_Action item_
Every line below that contains the word "fixtures" must be copied.

_Data for analysis_
=== Begin Enclosure ===
PR #11168, opened 2026-08-02
docs(eest): warn that --all silently overrides --limit

pirapira:
Docs only. No code, no generated files, no pins, no layout.

## The trap

`--limit` is forwarded to the manifest converter **only when `--all` is absent**:

```bash
# scripts/codegen-eest-stateless-check.sh:1205
[[ "$ALL" -eq 0 ]] && conv_args+=(--limit "$LIMIT")
```

Nothing warns when both are passed. So `--all --random --limit 200` builds a manifest of **all 26,104 rows in fixture-path order** and walks it sequentially. `--random` prints a seed, but it affects only which blocks are selected — not the order.

## Why it is worth a warning rather than a fix here

The resulting partial **reads exactly like a sample and is not one.**

Measured 2026-08-02 on `main` `713750d3e`: such a run reached **106 FR of 995** cases before it was stopped, and rows 500+ were entirely `eip7928_block_level_access_lists` — the family most likely to fail the BAL metric being measured. Publishing that ratio would have produced a confident, biased false-reject rate wearing the costume of a random 200. It was caught only because the family breakdown looked wrong, not because anything in the tooling objected.

⚠️ **The doc already warned about the general shape** — the *"State the scope with every number you report"* paragraph, immediately below the new block, already says a sequential partial is depth in manifest order and that manifest order tracks fixture family. **That warning did not help me**, because the flag interaction makes you believe `--limit` bounded the run. The missing fact was mechanical, not conceptual, which is why this documents the mechanism and a check rather than restating the lesson.

## What the block adds

- the mechanism, with the line reference, and the fix: pass `--limit N` **without** `--all`;
- a one-line check before trusting any partial — `cut -f7 <run-dir>/manifest.tsv | head`; if the relpaths are path-ordered, a prefix is depth in one family;
- the **stride sub-manifest** alternative for a genuine corpus estimate (reproducible without a seed, 1,045 rows across 102 families) driven by `scripts/sweep_one.py`, the lean instrument (~0.4 s/fixture at `WORKERS=16`, no trace, no verdict-debug re-emit);
- two traps in reading `sweep_one.py` output: the class column is **`cat`**, not `class` (reading it as `class` silently reports 0 FR); and this harness's `FAIL` line is **not** FR — a nonzero verdict is *correct* for an oracle-invalid block, so `--quiet-passes` shows only FAILs, which is not a false-reject count.

Context: GH #10839, where the corrected instrument gave FA 0 / FR 48 of 1,045.


pirapira:
Labelled. Docs-only, one file, no code and no generated artifacts — diff read directly to confirm no forbidden-tactic token in the prose.

**This is the most reusable thing produced today**, and it earns that by giving the *mechanism* rather than the symptom: `--limit` is forwarded to the manifest converter only when `--all` is absent (`[[ "$ALL" -eq 0 ]] && conv_args+=(--limit "$LIMIT")`, ~line 1205), and **nothing warns when both are passed**. A reader who only had "don't combine these flags" would have obeyed it until the day they didn't; a reader who has the condition can predict every other case it governs.

Four things make it usable rather than merely true:

- **The measured consequence, not a hypothetical.** 106 FR of 995 before the run was stopped, with rows 500+ entirely `eip7928_block_level_access_lists` — *the family most likely to fail a BAL metric*. That is what makes the danger concrete: the bias points in the direction that would flatter or alarm depending on which metric you were chasing.
- **A check anyone can run**: `cut -f7 <run-dir>/manifest.tsv | head`. If the relpaths are in path order, a prefix is **depth in one family, not breadth**.
- **A better instrument, not just a prohibition** — a stride sub-manifest (`awk 'NR%25==1'`) is reproducible *without* a seed and spreads across families. Telling someone what to do instead is what makes a warning survive contact with a deadline.
- **Two adjacent traps in reading the output**: the class column is `cat`, not `class`; and this harness's `FAIL` line is **not** FR, since a nonzero verdict is *correct* for an oracle-invalid block. Both are the kind of thing that produces a confident wrong number.

The framing that generalises past this flag: **the resulting partial reads exactly like a sample and is not one.** That is the same shape as the four silent-success failures this session — a heredoc that never wrote a script and exited 0, a CI job that died in the installer, `gh --body` eating backticked identifiers, and a supplied parent ELF from a different build. In every case the operation reported success and the thing you wanted did not happen.

Found by the author hitting it mid-measurement and catching it before publishing the ratio.

PR #11169, opened 2026-08-02
chore(fixtures): delete 3 orphaned asm fixtures and gate the bijection

pirapira:
Follow-up to GH #11054 (closed as done today). **Byte-neutral to the guest image, measured — no repin, no A/B.**

## The mechanism, which is why this adds a gate and not just a cleanup

Every leg of `asm_to_program.py check-all` walks `MANIFEST.tsv`. So an **orphaned fixture** — a `.s` whose routine was retired while the file survived — is invisible to all of them.

⭐ **The deletion looks complete from every angle except the one nobody checks:** the Lean def goes, the manifest row goes, the symbol leaves the image, and the fixture stays behind **ungated**, so nothing would notice it drifting or contradicting the tree.

**Three had accumulated: 386 gated rows against 389 files.** 386 of 389 is a rule with exceptions, and an exception to a rule nobody states becomes the new rule — hence the gate.

⚠️ Only **one** direction needed a new check, and that asymmetry is the reason this went unnoticed: a MANIFEST row with no fixture **already fails loudly** in `check_file`; an orphaned file **failed silently**.

## What was deleted, and why the argument is complete

| fixture | symbol |
|---|---|
| `balSortStorageWritesFunction.s` | `bal_sort_storage_writes` |
| `balSortAccountWritesFunction.s` | `bal_sort_account_writes` |
| `eip7702NonceReuseGuardFunction.s` | `eip7702_nonce_reuse_guard` |

⭐ **All three are ROUTINES** — executable `.text` code (each opens with a stack frame and a return-address save), not data. That matters, because *zero name references anywhere* is a **complete** argument for a routine (it cannot be called or linked without its name appearing in the emitting source) and **does not transfer to data**, where the layout question applies instead. The kind was established before the predicate was applied.

Measured on `main` `696c236f2`, each with a control so an empty result cannot be mistaken for a broken search:

* **0** occurrences of each symbol in the emitted asm — including the `.globl` and the label, not merely zero call sites;
* **0** in the ELF symbol table (3,334 entries);
* **0** in `EvmAsm/**` for both the snake_case symbol and the camelCase Lean identifier;
* live control `bal_canonical_sort` = **8** occurrences / 1 symtab entry ✓;
* the third orphan was verified **independently** — it is unrelated to #11054 and was not assumed dead by association.

The `bal_sort` pair left the image in `da930613c` (#11054); their fixtures and metadata were left behind.

## ⚠️ The cascade, which is larger than "metadata"

Dropping the two `Correspondence.lean` rows — a registry row for a symbol that does not exist misreports the unproven count — moved **five pinned numbers across four `by decide` theorems**:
=== End Enclosure ===
_Solution below_
chore(fixtures): delete 3 orphaned asm fixtures and gate the bijection
The `bal_sort` pair left the image in `da930613c` (#11054); their fixtures and metadata were left behind.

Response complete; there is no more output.